Here each of the factors is assumed to be drawn from a distribution with more general priors {$ p_u \sim N(\mu, \Sigma) $} {$ q_i \sim N(\gamma, \Gamma) $} The ratings are assumed to come from: {$r_{ui} \sim N(p_u q_i^T, \epsilon) $}
But we won't go into detail on this.
They also extend the matrix factorization method to do a locally weighted method, in which, rather than summing over all ratings (with equal weightings), they use a similarity-weighted reconstruction error:
{$\sum_{(u,i) \in K} [s_{ij} (r_{ui} - p_uq_i^T)^2 + \lambda(|p_u|^2 + |q_i|^2) ]$}
and we can further restrict the summation to only be over close neighbors.
Non-Negative Matrix Factorization (NNMF)
They also further regularize by forcing the elements of {$P$} and {$Q$} to be non-negative.
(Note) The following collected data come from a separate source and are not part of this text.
PR #4, opened 2022-01-24
1) YALB-71: Atoms: Dividers

ModulesUnraveled:
### Description of work
- Adds the initial Dividers component

### Functional testing steps:
- [x] View the [Divider story](http://localhost:6006/?path=/story/atoms-divider--spacing) and verify acceptance criteria are met
- [x] Choose settings in the Controls section of Storybook to see how the dividers are affected

### DIFF
--- a/components/00-base/functions/map.scss
+++ b/components/00-base/functions/map.scss
@@ -1,0 +1,12 @@
+@use 'sass:map';
+
+/// Map deep get
+/// @param {Map} $map - Map
+/// @param {Arglist} $keys - Key chain
+/// @return {*} - Desired value
+@function deep-get($map, $keys...) {
+  @each $key in $keys {
+    $map: map.get($map, $key);
+  }
+  @return $map;
+}
--- a/components/01-atoms/divider/_divider.scss
+++ b/components/01-atoms/divider/_divider.scss
@@ -18,7 +18,7 @@ $positions: left, center, right;
 }
 
 .divider {
-  background: var(--color-yale-black-gray);
+  background: var(--color-divider);
   width: 100%;
   height: calc(0.5rem / 16);
 
--- a/components/01-atoms/divider/_divider.scss
+++ b/components/01-atoms/divider/_divider.scss
@@ -3,19 +3,14 @@
 
 $widths: map.deep-get(tokens.$tokens, layout, width);
 $thicknesses: map.deep-get(tokens.$tokens, size, thickness);
-$positions: left, center, right;
+$positions: map.deep-get(tokens.$tokens, layout, flex-position);
 
 .divider__wrapper {
   display: flex;
-  justify-content: center;
 
-  @each $position in $positions {
+  @each $position, $value in $positions {
     &[data-divider-position='#{$position}'] {
-      @if $position == left {
-        justify-content: flex-start;
-      } @else if $position == right {
-        justify-content: flex-end;
-      }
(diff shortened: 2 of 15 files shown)


components/_settings/_config.scss
```diff
@@ -0,0 +1,4 @@
+:root {
+  --color-accent: var(--color-theme-accent, var(--color-blue-medium));
+  --color-divider: var(--color-gray-500);
```
nJim, line 3: I see this declared here, but I wasn't sure how it gets into the components. When running storybook I don't have `--color-divider` defined.

ModulesUnraveled: Weird, I do see it defined. If you want, I can look at it with you, just to make sure. Otherwise, we'll continue assuming my environment is correct, and that it's there. If it's not somehow, we'll notice it pretty quick.

components/01-atoms/divider/_divider.scss
```diff
@@ -0,0 +1,36 @@
+$widths: 100%, 75%, 50%, 25%;
```
callinmullaney, line 1: Maybe you did this in a recent PR that I havent got to yet but it seems that these values would be better defined as tokens. Widths could also relate to grids, thickness may relate to borders, positions could be used for alignments in other components. You could probably re-assign those token values in this file to be something that is divider name-spaced in this file that you then loop through.

Ignore comment if I just haven't got to that change yet. Otherwise, I dig the logic in this file and re-assigning left/right to flex specific values makes sense.

components/01-atoms/divider/divider.twig
```diff
@@ -0,0 +1,9 @@
+{% set divider__base_class = 'divider' %}
```
callinmullaney, line 1: I think there should be comments here for the available variables like we've done for projects in the past. Because this is the first component it might be good to establish this practice now instead of retro-actively updating things.

components/_settings/_config.scss
callinmullaney: I noticed this was updated in a later PR which I used to generate a throw-away theme on my local. Can confirm Brian's comments here.

callinmullaney (changes requested):
@ModulesUnraveled See some comments I left. I'm cool with approving if you want to follow up in another branch. I know you've been chaining these so going back and updating isn't always the most efficient.

components/01-atoms/divider/divider.twig
ModulesUnraveled: Thanks for reminding me about this! Done.

components/01-atoms/divider/_divider.scss
ModulesUnraveled: I hadn't done this yet, and I was able to figure it out. Should be there in the latest commits.

If you're curious, here's the associated tokens repo PR: https://github.com/yalesites-org/tokens/pull/12

components/00-base/functions/map.scss
```diff
@@ -0,0 +1,12 @@
+@use 'sass:map';
+
+/// Map deep get
```
callinmullaney, line 3: Good call adding the deep-get function. This is a lot easier to read/use compared to using nested `map-get`'s

callinmullaney (approved):
@ModulesUnraveled This looks great on my end. Thanks for implementing my feedback from earlier. :shipit:

PR #6, opened 2022-02-01
4) YALB-65: Base: Breakpoints

ModulesUnraveled:
### Description of work
- Defines the breakpoints for the site

### Functional testing steps:
- [ ] View the breakpoints story... that's really it


.storybook/preview.js
```diff
@@ -6,7 +6,7 @@ import { setupTwig } from './setupTwig';
 // GLOBAL CSS
 import '../components/style.scss';
 import '../components/00-base/colors/cl-colors.scss';
-import '../components/00-base/spacing/cl-spacing.scss';
+import '../components/00-base/base/cl-spacing.scss';
```
callinmullaney, line 9: Renaming `00-base` to `00-tokens` in the more recent PR is a good call as this seems a bit redundant. That being said, what else are you thinking would have a home in `00-tokens/base/`? I'm thinking this should be renamed to `00-tokens/breakpoints/`.

callinmullaney (changes requested):
See code comment and if you believe this warrants a change in this PR.

Something I think you should consider for this breakpoints, colors, spacing, and future tokens/components that display the usage. For these stories you're featuring the usage by displaying the planned scss variable or custom property. It would be a nice-to-have feature for new devs to quickly view and copy these use cases. I did this in the old clr function PR here: https://github.com/emulsify-ds/emulsify-drupal/pull/191/files#diff-74410c1b391b7fbd701c702643444e956e5aaa944e1e559f2d809e9efcdee629R11 

Example: If a dev is building out a new component and has storybook open in a window it would be convenient to click on the breakpoint they want to implement and it automatically copies `@include breakpoint($break-m) {}` to their clip board. They could create this as a auto-complete code snippet in their IDE but I figure this copy method would be less effort on their part while still making the efficiency available for all contributors.

callinmullaney (changes requested):
See code comment and if you believe this warrants a change in this PR.

Something I think you should consider for this breakpoints, colors, spacing, and future tokens/components that display the usage. For these stories you're featuring the usage by displaying the planned scss variable or custom property. It would be a nice-to-have feature for new devs to quickly view and copy these use cases. I did this in the old clr function PR here: https://github.com/emulsify-ds/emulsify-drupal/pull/191/files#diff-74410c1b391b7fbd701c702643444e956e5aaa944e1e559f2d809e9efcdee629R11 

Example: If a dev is building out a new component and has storybook open in a window it would be convenient to click on the breakpoint they want to implement and it automatically copies `@include breakpoint($break-m) {}` to their clip board. They could create this as a auto-complete code snippet in their IDE but I figure this copy method would be less effort on their part while still making the efficiency available for all contributors.

.storybook/preview.js
ModulesUnraveled: I'll make this change in my current branch (Color Pairings) because other things have changed. That way I don't have to do the merge-conflict dance.

To answer your question, though, "I don't know." In the past, we've put things like breakpoints, mixins, and base styles like box-sizing in the `base` folder. Most of that won't be needed on this project since they'll come from the tokens in some form. For now, I've started putting the "base" styles (like the stuff below) in the main `style.scss` file along with the imports. We'll see if that needs to move (i.e. if it gets too big) later.

```
:root {
  --color-text: var(--color-basics-black);
}

html {
  box-sizing: border-box;
}

*,
*::before,
*::after {
  box-sizing: inherit;
}

body {
  font: var(--font-style-body-default);
}
```

kara-franco (changes requested):
Breakpoint information: put into a data table <table> to give more semantic meaning for screen reader users. 

Since we will be embedding this info into a public website, I want to be sure that a screen reader user can easily navigate the info and associate table headers with data. 

[https://www.w3.org/WAI/tutorials/tables/one-header/](https://www.w3.org/WAI/tutorials/tables/one-header/)

ModulesUnraveled:
@kara-franco Thanks, take a look at it now (and also the spacing story) and let me know if the new markup works better for you

.storybook/preview.js
callinmullaney: For those styles specifically I see why you would add them to `style.scss` and that makes sense to a certain degree I think. But given this project is more of a platform I could see these styles living in `00-tokens/00-reset/` or `00-tokens/00-foundation/` or something like that.

kara-franco (approved):
Excellent, thank you so much!

callinmullaney (approved):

This yields a special case of the popular "Non-Negative Matrix Factorization (NNMF)" method.
NNMF is a similar matrix factorization, {$ \hat{R} = PQ^T$} again keeping {$k$} components, but now requiring all of the entries of {$P$} and {$Q$} to be non-negative. (This works for ratings, since every element of {$R$} will be non-negative.} This will (again) mean that the {$Q$} are not orthogonal; SVD won't help, but we can still solve this using alternating gradient descent: Find {$P$} given {$Q$}, find {$Q$} given {$P$}, repeat.
Questions
How to handle out-of-sample users?
- Treat each person as a vector of movies.
- e.g. work with {$R^TR$}, which is movie by movie (so data is summed over people)
- could use demographics, if you had them
How to handle out-of-sample movies?
- Use features of the movie (e.g. actor, director, words in the title, ...)
To do better, find more features!
Features
- For each movie: how many people rated it
- For each person: how many movies they rated
- For each person: the (normalized) vector of which movies they rated
If one had it, use which movies people rented -- or even looked at and decided not to rent.
Normalize for the date of a rating
- Ratings tend to go down as movies have been out longer.
- Some users have a "drift" in their average rating.
Privacy
Researchers could identify individual users by matching the data sets with film ratings on the Internet Movie Database. Netflix canceled a follow-up competition after a lawsuit over privacy.